Early Neo-Impressionism

The history of Neo-Impressionism begins in Paris in May 1884 with the meeting of Georges Seurat and Paul Signac at the first exhibition of a group of independent artists (Indépendants) who opposed the official Salon and rejected the principle of an admission panel. There soon developed the Société des Artistes Indépendants, which became the public forum for the new Neo-Impressionist movement.

 

Despite profound differences in temperament and training, Seurat and Signac shared a taste for modernity and the ambition to innovate along with an intellectual rigour that led them to envisage a scientific approach to their art. Both were fascinated by the study of colour perception and the division of colours on the canvas in order to create new 'optical mixes' in the viewer's eye. Between 1884 and 1886 Seurat gradually adopted the method of optical mixing and began juxtaposing small strokes of pure colour on the canvas.
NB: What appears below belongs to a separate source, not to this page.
PR #5443, opened 2019-02-17
Don't use the formated percent value for calculation

albertlast:
$activity['percent'] = formated output = bad for calculation stuff
$activity['posts_percent'] = float value = good for calculation stuff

He dazzled the art world in May 1886 at the eighth and last Impressionist exhibition with the unveiling of his monumental canvas, A Sunday on La Grande Jatte (Chicago, Art Institute), which elicited admiration and controversy in equal measure, and led the critic Félix Fénéon to dub his new manner of painting Neo-Impressionism. In 1887 Seurat sent seven paintings to the Cercle des XX (Circle of the 20), an exhibiting body established by progressive artists in Brussels, thereby inspiring a number of Belgian artists (Willy Finch, George Lemmen, Théo Van Rysselberghe) to begin painting in the Neo-Impressionist manner.